What is the overall trend of gun purchases?¶

In [85]:
#subset the df_guns dataframe and aggregate based on the month column
df_trend = df_guns[['month', 'totals']].groupby(['month']).sum()
In [314]:
#plot a line plot to showcase the overall trend of gun purchases
plt.figure(figsize=(25,15))
sns.lineplot(data=df_trend, x="month", y="totals")
plt.ylabel('Gun totals')
plt.xlabel('Time Change')
plt.title('Line plot depicting the overall trend of Gun purchases', size=20)
plt.show();
  • The overall trend in gun purchases is an upward/increasing trend as indicated by higher highs and higher lows when the totals gun_data figures are plotted against month time data in a time plot.

Conclusions¶

Results: The data suggests that

  1. There exists correlation between gun totals and population estimates variables although this doesn't hold true in several states, a key outlier being the state of Kentucky with relatively low population estimates but with the highest gun totals.
  2. There is no correlation between total gun registration and purchases and the percentage of various races in the given states.
  3. The state of Kentucky has had the highest consistent gun purchases and registrations followed by the state of Carlifonia.
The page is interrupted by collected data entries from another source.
PR #1092, opened 2020-01-17
[PAR-WDFT-0120] - María.MUNIZAGA and Andy.TISBA ongoing

mmunizaga:


TatijanaRajcic:
Hey guys! Great work! 
There is only a small bug when i try to delete a product and then calculate the total again. If you look in the console, you see the following error:
Capture du 2020-01-22 14-22-23
This is due to the fact that when you delete an element, you are not removing it completely, just replacing its content by "".
A small change will fix that:

```
function deletingProducts(e){
  var totalAfter = document.querySelector('h2 span').textContent - e.currentTarget.parentElement.parentElement.querySelector('.subtot span').textContent

// HERE
  e.currentTarget.parentElement.parentElement.remove();
  document.querySelector('h2 span').innerHTML = totalAfter;

  var productsRemain = document.querySelectorAll('.product');
  var newTotal = 0;
  // productsRemain.forEach(p => updateSubtot(p));
  // productsRemain.forEach(p => newTotal += +p.querySelector('.pu span').textContent * p.querySelector('.qty input').value);
  // document.querySelector('h2 span').innerHTML = newTotal;
}
```

Nice work :)

PR #1093, opened 2020-01-17
[PAR-WDFT] - Kathleen D. ongoing

kathd:


TatijanaRajcic:
Hey Kathleen! Your code is perfect :) 

I don't have anything to add! You even thought of the calcAll inside the deleteProd function. It's perfect! :)))

PS: All of you added event listeners to all the delete buttons. There is another solution too: you could add an event listener to the parent element of the delete buttons. Here is an article about it if you want : 
https://davidwalsh.name/event-delegate

Great job!

PR #1161, opened 2020-01-28
done [PARWDFT - Andrew] ongoing

andrewnunezbibby:


TatijanaRajcic:
Hey Andrew! Thanks for your PR ! Nice work!

There is a slight confusion in your newItemBuilder function: you shouldn't target the class ".product" to retrieve the input values for the product we want to create, but the class "new". That's the class name of the line where you create a new product.

```
function newItemBuilder() {
  let product = event.target.closest(".new"); // CHANGE HERE
  console.log(product); 
  let name = product.querySelector("input[type=text]").value;
  let price = product.querySelector("input[type=number]").value;
  createItem(name, price)
}
```

- You need to add event listeners to the delete Buttons you create while creating new Products. To do that, just call your deleteItem function inside your createItem function:

`  newItem.querySelector(".btn-delete").onclick = deleteItem
`

Now, the delete buttons of the newly created lines work.

Closing the PR :) don't hesitate if you have questions!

The state of North Carolina experienced a momentary peak in march 2014 which overally was the highest but then plummated in the consequent periods.
  4. The overall trend in gun purchases is an upward/increasing trend as indicated by higher highs and higher lows when the totals gun_data figures are plotted against month time data in a time plot.

Limitations:

  1. The gun_data available had misssing data on various types of gun registrations and purchases.
  2. The U.S. Census Data has most variables with just one data point per state for 2016, but only a few have data for more than one year.
General Resources¶
  • Python for Data Analysis by Wes McKinney
  • Data Wrangling with Python Tips and Tools to Make Your Life Easier by Jacqueline Kazil, Katharine Jarmul.